Exercise instructions: Whenever a line in this data holds the word "trait", report that line in full.

----- Information supplied

PR #162, opened 2023-08-29
settings: Add support for accent-color

A6GibKm:


A6GibKm:
The biggest change on Color was the addition of the `From<OwnedValue>` otherwise
```
error[E0277]: the trait bound `color::Color: From<OwnedValue>` is not satisfied
   --> src/desktop/settings.rs:178:14
    |
178 |         self.read::<Color>(APPEARANCE_NAMESPACE, ACCENT_COLOR_SCHEME_KEY)
    |              ^^^^ the trait `From<OwnedValue>` is not implemented for `color::Color`
    |
    = note: required for `OwnedValue` to implement `Into<color::Color>`
    = note: required for `color::Color` to implement `TryFrom<OwnedValue>`

For more information about this error, try `rustc --explain E0277`.
warning: `ashpd` (lib) generated 2 warnings
```

src/color.rs
```diff
@@ -0,0 +1,78 @@
+use crate::zvariant::{self, DeserializeDict, Type};
+use crate::{desktop::screenshot::ColorRequest, Error};
+
+#[derive(DeserializeDict, Clone, Copy, PartialEq, Type)]
+/// The response of a [`ColorRequest`] request.
```
bilelmoussaoui, line 5: Update the comment

src/color.rs
```diff
@@ -0,0 +1,78 @@
...
+    /// Blue.
+    pub fn blue(&self) -> f64 {
+        self.color[2]
+    }
+
+    /// Creates a new builder-pattern struct instance to construct
+    /// [`Color`].
+    ///
+    /// This method returns an instance of [`ColorRequest`].
+    pub fn request() -> ColorRequest {
```
bilelmoussaoui, line 33: This no longer make much sense now, maybe we should figure out how to make it agnostic between settings and color picker?

src/desktop/settings.rs
```diff
@@ -172,6 +173,12 @@ impl<'a> Settings<'a> {
         }
     }
 
+    /// Retrieves the system's preferred accent color
+    pub async fn accent_color(&self) -> Result<Color, Error> {
```
bilelmoussaoui, line 177: Please add receive_accent_color_changed as well

src/color.rs
A6GibKm: We don't need it to be agnostic. Maybe we can just add a `impl Color` with this single method in the color picker's file

bilelmoussaoui: I would keep it in the same file and have a new method that returns the accent color?

src/color.rs
A6GibKm: Done.

src/desktop/screenshot.rs
```diff
@@ -172,6 +172,16 @@ impl ColorRequest {
     }
 }
 
+impl Color {
+    /// Creates a new builder-pattern struct instance to construct
+    /// [`Color`].
+    ///
+    /// This method returns an instance of [`ColorRequest`].
+    pub fn pick() -> ColorRequest {
```
bilelmoussaoui, line 180: Not enough, the tests would fail :p

A6GibKm: Updated everywhere, except the demo

src/color.rs
```diff
@@ -0,0 +1,72 @@
+use crate::{
```
bilelmoussaoui, line 1: This file should be inside desktop as it is specific to there. Similar to say HandleToken and so on

bilelmoussaoui:
Thank you

PR #165, opened 2023-09-02
Add missing options

A6GibKm:


src/desktop/email.rs
```diff
@@ -167,6 +168,13 @@ impl EmailRequest {
         self
     }
 
+    /// Sets the activation token.
+    #[must_use]
+    pub fn activation_token<'a>(mut self, activation_token: impl Into<Option<&'a str>>) -> Self {
```
bilelmoussaoui, line 173: Do we expose that everywhere else as well?

A6GibKm:
The print portal commit was marked as wip since this won't be exposed to the user, probably the `prepare_print` fn should be set to use a builder pattern otherwise it has too many optional arguments.

src/desktop/email.rs
A6GibKm: Nope.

----------

Solution to the exercise:
error[E0277]: the trait bound `color::Color: From<OwnedValue>` is not satisfied
    |              ^^^^ the trait `From<OwnedValue>` is not implemented for `color::Color`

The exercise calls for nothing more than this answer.